For the first time thus far with the VVO sessions I don’t send the class a reminder/prompt email about the session. I figure by this point in the term they should be into the groove of the sessions and able to follow the programme of when they happen. Sure enough they don’t have any problems getting on with the task. I log in on Monday morning, after three days, and find lots of posts. I had posted a number of links to suggested websites where I thought students might find examples of Victorian songs but they have also used other resources. One student posts that she spent Sunday afternoon listening to a CD of Victorian songs, and her chosen song is a poem called ‘The Lost Chord’ by Adelaide Procter, set to music by Arthur Sullivan in 1887. She is surprised and even a little outraged that she can find so little reference to Procter anywhere.
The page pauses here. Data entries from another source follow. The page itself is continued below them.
PR #8498, opened 2020-11-09
[DOC] add link to resampling FAQ to all resampling methods

sappelhoff:
Came up in Gitter: [November 9, 2020 6:40 PM](https://gitter.im/mne-tools/mne-python?at=5fa97f0fd37a1a13d6975c37)

(@cbrnr feel free to push to this branch if you want to make this PR bigger in scope.)

For "resampling", MNE automatically applies anti-alias filters where appropriate. This small doc addition will clarify the situation for many users.

I was unsure about it personally, and tried looking into the source code ... but even from there it's not immediately obvious that anti-alias filtering is done. It seems to me like most of the magic is happening here:

I am still not sure that the filtering is truly done - but it may happen in the frequency domain code somehow.

https://github.com/mne-tools/mne-python/blob/bb16a3e6ea99024e468fa84c2ec55c344b47df7e/mne/cuda.py#L291-L340

### DIFF
--- a/mne/filter.py
+++ b/mne/filter.py
@@ -2018,6 +2018,9 @@ class FilterMixin(object):
                  pad='edge', verbose=None):  # lgtm
         """Resample data.
 
+        If appropriate, an anti-aliasing filter is applied before resampling.
+        See :ref:`resampling-and-decimating` for more information.
+
         .. note:: Data must be loaded.
 
         Parameters
--- a/mne/filter.py
+++ b/mne/filter.py
@@ -2018,7 +2018,9 @@ class FilterMixin(object):
                  pad='edge', verbose=None):  # lgtm
         """Resample data.
 
-        If appropriate, an anti-aliasing filter is applied before resampling.
+        Through use of an FFT-based (fast Fourier transform) method for
+        resampling, aliasing artifacts are prevented as if an anti-aliasing
+        filter were applied beforehand.
         See :ref:`resampling-and-decimating` for more information.
 
         .. note:: Data must be loaded.
--- a/mne/filter.py
+++ b/mne/filter.py
@@ -2018,9 +2018,7 @@ class FilterMixin(object):
                  pad='edge', verbose=None):  # lgtm
         """Resample data.
 
-        Through use of an FFT-based (fast Fourier transform) method for
-        resampling, aliasing artifacts are prevented as if an anti-aliasing
-        filter were applied beforehand.
+        If appropriate, an anti-aliasing filter is applied before resampling.
         See :ref:`resampling-and-decimating` for more information.
 
         .. note:: Data must be loaded.
--- a/mne/io/base.py
+++ b/mne/io/base.py
@@ -1058,9 +1058,7 @@ class BaseRaw(ProjMixin, ContainsMixin, UpdateChannelsMixin, SetChannelsMixin,
                  verbose=None):  # lgtm
         """Resample all channels.
 
-        Through use of an FFT-based (fast Fourier transform) method for
-        resampling, aliasing artifacts are prevented as if an anti-aliasing
-        filter were applied beforehand.
+        If appropriate, an anti-aliasing filter is applied before resampling.
         See :ref:`resampling-and-decimating` for more information.
 
         .. warning:: The intended purpose of this function is primarily to
--- a/mne/io/base.py
+++ b/mne/io/base.py
@@ -1058,7 +1058,9 @@ class BaseRaw(ProjMixin, ContainsMixin, UpdateChannelsMixin, SetChannelsMixin,
                  verbose=None):  # lgtm
         """Resample all channels.
 
-        If appropriate, an anti-aliasing filter is applied before resampling.
+        Through use of an FFT-based (fast Fourier transform) method for
+        resampling, aliasing artifacts are prevented as if an anti-aliasing
+        filter were applied beforehand.
         See :ref:`resampling-and-decimating` for more information.
 
         .. warning:: The intended purpose of this function is primarily to
--- a/mne/io/base.py
+++ b/mne/io/base.py
@@ -1058,6 +1058,9 @@ class BaseRaw(ProjMixin, ContainsMixin, UpdateChannelsMixin, SetChannelsMixin,
                  verbose=None):  # lgtm
         """Resample all channels.
 
+        If appropriate, an anti-aliasing filter is applied before resampling.
+        See :ref:`resampling-and-decimating` for more information.
+
         .. warning:: The intended purpose of this function is primarily to
                      speed up computations (e.g., projection calculation) when
                      precise timing of events is not required, as downsampling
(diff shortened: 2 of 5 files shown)


larsoner:
> I am still not sure that the filtering is truly done - but it may happen in the frequency domain code somehow.

Yes it's effectively a brick-wall filter at `min(fs_old / 2., fs_new / 2.)` based on how the FFT and IFFT are done

cbrnr:
Here's an explanation of how FFT-based resampling works: https://dsp.stackexchange.com/a/52943 The answer also links to a more theoretical explanation, but the gist is that the method accounts for aliasing (so you don't need to manually lowpass filter before).

cbrnr:
So technically the statement that MNE adds an anti-aliasing filter is not correct because this is not a separate step. We could say that resampling as implemented by the FFT-based method prevents aliasing or something along these lines.

mne/filter.py
```diff
@@ -2018,6 +2018,9 @@ def resample(self, sfreq, npad='auto', window='boxcar', n_jobs=1,
                  pad='edge', verbose=None):  # lgtm
         """Resample data.
 
+        If appropriate, an anti-aliasing filter is applied before resampling.
+        See :ref:`resampling-and-decimating` for more information.
```
sappelhoff, line 2022: What do you think about this one @cbrnr?

```suggestion
        Through use of an FFT-based (fast Fourier transform) method for
        resampling, aliasing artifacts are prevented as if an anti-aliasing
        filter were applied beforehand.
        See :ref:`resampling-and-decimating` for more information.
```

cbrnr (approved):

mne/io/base.py
```diff
@@ -1058,6 +1058,9 @@ def resample(self, sfreq, npad='auto', window='boxcar', stim_picks=None,
                  verbose=None):  # lgtm
         """Resample all channels.
 
+        If appropriate, an anti-aliasing filter is applied before resampling.
+        See :ref:`resampling-and-decimating` for more information.
```
sappelhoff, line 1062:
```suggestion
        Through use of an FFT-based (fast Fourier transform) method for
        resampling, aliasing artifacts are prevented as if an anti-aliasing
        filter were applied beforehand.
        See :ref:`resampling-and-decimating` for more information.
```

mne/source_estimate.py
```diff
@@ -712,6 +712,9 @@ def resample(self, sfreq, npad='auto', window='boxcar', n_jobs=1,
                  verbose=None):
         """Resample data.
 
+        If appropriate, an anti-aliasing filter is applied before resampling.
+        See :ref:`resampling-and-decimating` for more information.
```
sappelhoff, line 716:
```suggestion
        Through use of an FFT-based (fast Fourier transform) method for
        resampling, aliasing artifacts are prevented as if an anti-aliasing
        filter were applied beforehand.
        See :ref:`resampling-and-decimating` for more information.
```

sappelhoff (commented):
Good, then I'll use this one everywhere:

```
        Through use of an FFT-based (fast Fourier transform) method for
        resampling, aliasing artifacts are prevented as if an anti-aliasing
        filter were applied beforehand.
        See :ref:`resampling-and-decimating` for more information.
```

mne/filter.py
```diff
@@ -2018,7 +2018,9 @@ def resample(self, sfreq, npad='auto', window='boxcar', n_jobs=1,
                  pad='edge', verbose=None):  # lgtm
         """Resample data.
 
-        If appropriate, an anti-aliasing filter is applied before resampling.
+        Through use of an FFT-based (fast Fourier transform) method for
+        resampling, aliasing artifacts are prevented as if an anti-aliasing
+        filter were applied beforehand.
```
larsoner, line 2023: I would revert this. A brick-wall frequency-domain filter is an anti-aliasing filter. You can think of it as being equivalent to a time-domain (circular) convolution with a sinc if you want.

sappelhoff: cc @cbrnr you want to argue against this?

Else, I'll do as Eric says and go with my previous suggestion

cbrnr: I guess the important thing is to let people know if they need to manually apply an anti-aliasing filter or not. Typically, most people think of a lowpass filter to do that, in this is not necessary here. I think I didn't like the previous sentence because you said that "an anti-aliasing filter is applied *before* resampling" - I would argue that it's not applied before, because it is part of the FFT/IFFT procedure.

sappelhoff: How about:

```suggestion
        To achieve anti-aliasing, this function applies a brick-wall
        frequency-domain filter during the FFT-based
        (fast Fourier transform) resampling.
```

larsoner: > So technically the statement that MNE adds an anti-aliasing filter is not correct because this is not a separate step.

Quoting the link posted earlier:

> Alternatively, you can see your approach as filtering with an aliasing filter (i.e. lowpass with cutoff 1/M) before downsampling.

The fact that it's not manually/separately applied *in the code* is an implementation detail. It's mathematically equivalent to doing it, so we should let people sleep better at night by saying that an anti-aliasing filter is applied to their data. To me this is similar to not needing to tell people that we do overlap-add frequency-domain convolution when we filter, we can just say that the output is the convolution of the signal with the FIR filter because it's equivalent. (And FWIW actually some years ago we didn't use overlap-add or direct convolution but instead a one-shot full frequency-domain convolution method, too. But people didn't need to care when we switched, and we only bothered documenting it because it was a speed improvement.)

There are things we can and probably should discuss somewhere about these methods -- such as the extent to which using a circular convolution with a sinc / freq-domain brick-wall is risky -- but I wouldn't equivocate about whether or not an anti-aliasing filter is applied. The natural question when reading the new text is, "so wait, no anti-aliasing filter is applied? So there can be aliasing?" It's just going to needlessly make people worry.

larsoner: +1 for the brick-wall language, it's explicit, technically correct, and should let people sleep :)

larsoner: (though technically the `window` argument allows things other than a strict brick-wall filter -- the default `'boxcar'` just so happens to be the brick wall)

cbrnr: I agree that these are really technical details at the algorithm level, but then at least remove the word "before" to let me sleep better at night :smile:.

Also, when people go inspect the code and don't find the anti-aliasing filter (because they are expecting that some filter is applied before resampling), it would be good to discuss the FFT-based method somewhere to explain that it incorporates an anti-aliasing filter. I'd be interested in this, e.g. I haven't bothered to get into the details such as how do we handle cases where signal lengths are prime (do we accept that resampling will be slow then, or would it be better to switch to a polyphase implementation you mentioned before), and so on.

Anyway, I let you decide on the wording @larsoner.

larsoner (approved):

agramfort (approved):

larsoner:
Thanks @sappelhoff !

There are quite a lot of hymns and Christmas carols posted up — a good reminder that the Victorian period is one of quite a lot of faith as well as doubt — and I’m often impressed by the level of analysis that the class are giving to their finds. A terrific discussion kicks off starting from someone posting ‘All Things Bright and Beautiful’, written by Cecil Frances Alexander and published in 1848 (it ends up as a ‘thread’ of 19 posts). The discussion goes all over the place, and is popular probably because so many of the class can remember singing this hymn at school. A debate starts as to whether children should have to sing hymns in school at all and it ends up in a discussion of religion as the opium of the people and class suppressor when someone finds the now omitted second verse:
The rich man in his castle,
The poor man at his gate,
God made them, high or lowly,
And ordered their estate.
Another student makes the most of my encouragement to the class to interact with each other well on the forum and posts all but the last verse of a popular music hall song. With the subject line of ‘What happens next?’ he invites classmates to suggest how the song’s story turns out. Great stuff.